Recently, there were by-elections in the United States, a country located in North America according to a2zgov. That is, elections to the two chambers of the National Assembly Congress – the House of Representatives and the Senate. The election is often called a by-election because it takes place between two presidential elections – that is, halfway through a presidential term. In addition to senators and representatives, governors of states, representatives of state assemblies, and many local offices were to be elected. The election was covered with great interest, not least because it was seen as a test of how strong President Obama’s policies stood among voters.
- What was the outcome of the by-election?
- What was the voters’ preliminary verdict on Obama’s policy?
- What was central to the voters?
- Where does the president stand after the election?

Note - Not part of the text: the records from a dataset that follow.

PR #228, opened 2019-03-28
k8s: Use contexts instead of namespaces for flexibility

adelbertc:
NOTE: This is a breaking change for in-cluster deployments, more info below:

Using the --namespace flag assumes the "current" credentials are valid
for that namespace (e.g. kubectl does not try to switch contexts when
you explicitly specify a namespace, which makes sense). However it is
possible that a Kubernetes deployment expects different credentials
per-namespace, which KUBECONFIG supports. However given how we're using
--namespace right now, Nelson isn't leveraging that flexibility.

This change instead uses --context to explicitly specify the context
(and therefore token + namespace). However since contexts can be named
anything (there is a logical name for each context which ties together
(cluster, namespace, token)), and because we expect each DC to have
its own KUBECONFIG, Nelson will assume the context name is the same as
the namespace name.

In addition this change also removes in/out-cluster distinction in the Kubernetes backend.

Previous in-cluster behavior used assumed administrative credentials
automatically mounted in the Pod
(https://kubernetes.io/docs/tasks/access-application-cluster/access-cluster/#accessing-the-api-from-a-pod)
to do deployments in-cluster. However with the previous change to use
--context instead of --namespace, this no longer works (because there is
no KUBECONFIG file, it just uses the token). Therefore even if Nelson
is deployed in the same cluster a corresponding kubeconfig must still be
mounted + specified. In any case this also makes the semantics perhaps
slightly less confusing and/or more consistent.

### DIFF
--- a/core/src/main/scala/Config.scala
+++ b/core/src/main/scala/Config.scala
@@ -17,7 +17,6 @@
 package nelson
 
 import nelson.BannedClientsConfig.HttpUserAgent
-import nelson.Infrastructure.KubernetesMode
 import nelson.audit.{Auditor,AuditEvent}
 import nelson.cleanup.ExpirationPolicy
 import nelson.docker.Docker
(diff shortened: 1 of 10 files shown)


core/src/main/scala/Kubectl.scala
```diff
@@ -64,14 +64,14 @@ final class Kubectl(mode: KubernetesMode) {
...
-    exec(List("kubectl", "get", "deployment", stackName.toString, "-n", namespace.root.asString, "-o", "json"), emptyStdin)
+    exec(List("kubectl", "get", "deployment", stackName.toString, "--context", namespace.root.asString, "-o", "json"), emptyStdin)
       .flatMap(_.output)
       .flatMap { stdout =>
         IO.fromEither(Parse.decodeEither[DeploymentStatus](stdout.mkString("\n")).leftMap(kubectlJsonError))
       }
 
   def getCronJob(namespace: NamespaceName, stackName: StackName): IO[JobStatus] =
-    exec(List("kubectl", "get", "job", "-l", s"stackName=${stackName.toString}", "-n", namespace.root.asString, "-o", "json"), emptyStdin)
+    exec(List("kubectl", "get", "job", "-l", s"stackName=${stackName.toString}", "--context", namespace.root.asString, "-o", "json"), emptyStdin)
```
timperrett: actually this is *very* breaking... this assumes that the kubeconfig files people are using are structured in a particular manner, correct? This would break my setup today.

core/src/main/scala/Config.scala
```diff
@@ -542,14 +541,10 @@ object Config {
         })
     }
 
-    def readKubernetesOutClusterParams(kfg: KConfig): Option[KubernetesMode] =
-      kfg.lookup[String]("kubeconfig").map(kubeconfig => KubernetesMode.OutCluster(Paths.get(kubeconfig)))
-
     def readKubernetesInfrastructure(kfg: KConfig): Option[Infrastructure.Kubernetes] = for {
-      inCluster <- kfg.lookup[Boolean]("in-cluster")
-      mode      <- if (inCluster) Some(KubernetesMode.InCluster) else readKubernetesOutClusterParams(kfg)
```
timperrett: I think this will also break any existing configuration files in the field.

timperrett:
@adelbertc did you get a chance to think about what to do here? This will break existing deployments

2: About the political system
The design of the political system makes it quite complicated to hold elections in the United States. The US Constitution, which was ratified (finally approved) in 1787 , incorporated a system based on skepticism of the central government (in line with Montesquieu’s principle of distribution of power from 1748). Under this system, three equal and independent states were established:
- the Legislature ( Congress)
- the judge( Supreme Court )
- the executive ( president)
The three divisions of state power were created so that the three powers would balance each other in the hope that tyranny would be impossible for all time to come. We find a similar threefold division at the state level.

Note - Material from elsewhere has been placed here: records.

PR #4210, opened 2025-10-24
fix: scroll-jump by making dropdown position dynamic

### LINKED ISSUE #4204: When hovering over the menu of the last log in the list, the display is jumpy

- [x] Completed

### How is Dozzle deployed?

Agents

### 📦 Dozzle version

v8.14.5

compose.yml

```yaml
services:
  dozzle:
    image: amir20/dozzle:latest
    hostname: dozzle
    container_name: dozzle
    volumes:
    environment:
      DOZZLE_REMOTE_AGENT: 1.2.3.4:7007
```

I noticed it while searching but it looks like it does something similar in the regular logs view, but when hovering over the last log item and attempting to hover over the popup menu icon that shows on the left side the display becomes jumpy because it scrolls out of the way which then hides the menu which then places the icon back under the cursor and then repeats.  This seems to be more obvious when the last log item is not at the very bottom of the screen.

### 💻 Environment

This is more a browser/html issue than server. But let me know if you really need them.

I don't think server logs will be needed for this.

Image

akash-ramaswamy:
Fixes #4204


amir20:
I'll check this out today. I want to ensure there is no performance loss, which there shouldn't be since it's only on mouseover.

PR #4216, opened 2025-10-25
fix: make scrollable classes conditional in ScrollableView

akash-ramaswamy:
The 'snap-y overflow-auto' classes are now applied to the `<main>` element only when 'scrollable' is true. issue #4204

### DIFF
--- a/assets/components/ScrollableView.vue
+++ b/assets/components/ScrollableView.vue
@@ -6,7 +6,7 @@
     >
       <slot name="header"></slot>
     </header>
-    <main :data-scrolling="scrollable ? true : undefined" class="snap-y overflow-auto">
+    <main :data-scrolling="scrollable ? true : undefined" :class="{ 'snap-y overflow-auto': scrollable }">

Both before the constitution was adopted and later (up to and including the American Civil War) there were conflicts between two directions in the thirteen American colonies.

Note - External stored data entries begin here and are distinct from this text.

PR #4261, opened 2025-11-25
feat: add context navigation controls for search results

Amrrx:
When viewing a log line via "see in context" from search results, navigation buttons will appear on the highlighted target line allowing users to scroll ±10 or ±50 lines from the current position.

Summary

  - Adds navigation buttons (±10 and ±50 lines) to highlighted log lines when viewing search results in context
  - Allows users to quickly scroll through logs relative to their current position
  - Navigation controls only appear on lines highlighted via "see in context" from search

### DIFF
--- a/assets/components/LogViewer/LogItem.vue
+++ b/assets/components/LogViewer/LogItem.vue
@@ -16,7 +16,7 @@
         v-if="showTimestamp"
         :date="logEntry.date"
         class="shrink-0 select-none"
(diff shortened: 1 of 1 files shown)


amir20:
The implementation looks correct. I tested it, and it works. However, using `Array.from` may have performance implications, as it can be costly in the browser. I am questioning the use case. What problem does this PR solve? What is the difference between scrolling up with the mouse and clicking the up button? 

Otherwise, looks good.

Amrrx:
You were right

PR #4280, opened 2025-12-09
fix: do not hide ContainerActionsToolbar component on mobile

adrienlegall:
This PR makes the ContainerActionsToolbar component visible on mobile devices by removing the `max-md:hidden` class.

### DIFF
--- a/assets/components/ContainerViewer/ContainerLog.vue
+++ b/assets/components/ContainerViewer/ContainerLog.vue
@@ -9,7 +9,7 @@
           v-if="container.state === 'running'"
         />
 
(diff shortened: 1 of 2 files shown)


amir20:
I wouldn't say this is a bug. This is intentional. In the past, search didn't work really well. The textbox would freeze. Not sure if that's still an issue. Have you tested it?

amir20:
Was able to test it out. 
Screenshot 2025-12-10 at 7 34 05 PM

Search is a little broken as it makes the page jump up and down. And for longer names, they get cut off. 

To merge this, I think it needs a little more. I won't have time right now. 

Let me know if you can fix it.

- the federalists, who wanted one American union
- the anti-federalists, who wanted a looser association of their own states
Thus, there were two conflicting views that were to be reconciled when the Fathers of the Constitution met in Philadelphia in 1787 to find a solution that could reconcile the two camps.
The Congress was designed to balance the power of the people against the power of the state.
- The House of Representatives should be close to the people. This was expressed through elections every other year. The idea was that the representatives – because they are elected so often – had to maintain close contact with their voters and therefore be extra responsive to the people’s wishes. Representatives are elected from districts that are roughly equal in size measured by population. The most populous state, California, therefore elects 53 representatives to the House of Representatives. States with few inhabitants – such as South Dakota or Alaska – have only one representative each. There are a total of 435 representatives in the House.
- The Senate was intended to be the House’s opposition. The senators were to represent an entire state and be elected every six years. Each state has two senators; in total, there will be 100 senators (since there are 50 US states). The idea was that the senators should have a larger, more long-term and more continuous political perspective than the representatives in the House. A common picture is that the House contains the people’s boiling tea, while the Senate is the saucer that cools the boiling populism. One third of the seats in the Senate are up for election every two years.
In summary, this means that every other year there are elections to the entire House of Representatives and a third of the Senate.
3: Election theme 2010 – voters’ signals
This year’s election was dominated by the economic crisis the United States is now in. The crisis started under the previous president, George W. Bush, and was a topic already during the presidential election in 2008. Barack Obama and the Democratic Party then made a by-election, and the Republicans and Bush’s policies were seen as massively rejected by the American people.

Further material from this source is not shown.